REEF: Retainable Evaluator Execution Framework

Proc ACM SIGMOD Int Conf Manag Data. 2015 May-Jun:2015:1343-1355. doi: 10.1145/2723372.2742793.

Abstract

Resource Managers like Apache YARN have emerged as a critical layer in the cloud computing system stack, but the developer abstractions for leasing cluster resources and instantiating application logic are very low-level. This flexibility comes at a high cost in terms of developer effort, as each application must repeatedly tackle the same challenges (e.g., fault-tolerance, task scheduling and coordination) and re-implement common mechanisms (e.g., caching, bulk-data transfers). This paper presents REEF, a development framework that provides a control-plane for scheduling and coordinating task-level (data-plane) work on cluster resources obtained from a Resource Manager. REEF provides mechanisms that facilitate resource re-use for data caching, and state management abstractions that greatly ease the development of elastic data processing work-flows on cloud platforms that support a Resource Manager service.
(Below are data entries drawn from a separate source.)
PR #1461, opened 2026-06-26
Pyro specialist buff.

Arcticular1:
## About the PR

Gave the armor light speed and pounce protection.
## Why / Balance

Reduces the chance to get captured while using the armor in an intended way, as it will cause people to skip out on using the armor.
## Requirements

**Changelog**

:cl:
- tweak: Pyro armor is now immune to pounces, and is now light armor!

### DIFF
--- a/Resources/Prototypes/_RMC14/Entities/Clothing/OuterClothing/marine_armor.yml
+++ b/Resources/Prototypes/_RMC14/Entities/Clothing/OuterClothing/marine_armor.yml
@@ -797,6 +797,11 @@
     isCorrodible: false
   - type: CMArmor
     bio: 25
+  - type: RMCArmorSpeedTier
+    speedTier: light
+  - type: ClothingSpeedModifier
+    walkModifier: 0.725
+    sprintModifier: 0.725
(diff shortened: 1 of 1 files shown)


maertayn:
Why did the M3-G4 grenadier armor get forward-facing `RMCGrantLeapProtection`?

I know you didn't do that, but I'm curious what the idea behind it was- and by extension why the pyro should be getting the same protection. I didn't even know this was a thing tbh

Arcticular1:
> Why did the M3-G4 grenadier armor get forward-facing `RMCGrantLeapProtection`?
> 
> I know you didn't do that, but I'm curious what the idea behind it was- and by extension why the pyro should be getting the same protection. I didn't even know this was a thing tbh

So the idea is that the pyrospecialist is usually on the front when using their abilities -> standing in fire and etc. I believe this would help stop xenos from grabbing them when do their firewalks (armour wasn’t ever taken due to xenos being able to grab them while they were standing in fire as well as the caveat of it being slow).

maertayn:
solid.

REEF is being used to develop several commercial offerings such as the Azure Stream Analytics service. Furthermore, we demonstrate REEF development of a distributed shell application, a machine learning algorithm, and a port of the CORFU [4] system. REEF is also currently an Apache Incubator project that has attracted contributors from several instititutions.

Keywords: Big Data; Database; Distributed Systems; High Performance Computing; Machine Learning.